- [DESCRIPTION OF THE TASK] Which of the lines below mention the word "sessionCreationException"? Pull each one out.

- [Collected data]
------------------------------------------------

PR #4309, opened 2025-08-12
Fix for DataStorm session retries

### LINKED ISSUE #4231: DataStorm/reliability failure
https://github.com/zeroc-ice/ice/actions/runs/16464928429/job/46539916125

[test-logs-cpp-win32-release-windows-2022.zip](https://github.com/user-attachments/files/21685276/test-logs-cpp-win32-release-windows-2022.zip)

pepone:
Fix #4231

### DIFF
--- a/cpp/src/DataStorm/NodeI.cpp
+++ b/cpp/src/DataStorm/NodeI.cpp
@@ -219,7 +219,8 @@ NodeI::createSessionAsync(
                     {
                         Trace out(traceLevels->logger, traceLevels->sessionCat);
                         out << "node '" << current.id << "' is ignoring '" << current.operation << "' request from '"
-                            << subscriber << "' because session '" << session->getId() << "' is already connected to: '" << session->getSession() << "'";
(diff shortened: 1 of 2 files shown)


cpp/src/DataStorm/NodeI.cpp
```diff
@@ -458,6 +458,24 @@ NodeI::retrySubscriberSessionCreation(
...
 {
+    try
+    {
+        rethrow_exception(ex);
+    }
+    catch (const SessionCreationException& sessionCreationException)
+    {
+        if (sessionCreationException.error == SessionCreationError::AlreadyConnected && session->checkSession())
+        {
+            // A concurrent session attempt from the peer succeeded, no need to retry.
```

------------------------------------------------

- [WRITTEN RESPONSE]
+    catch (const SessionCreationException& sessionCreationException)
+        if (sessionCreationException.error == SessionCreationError::AlreadyConnected && session->checkSession())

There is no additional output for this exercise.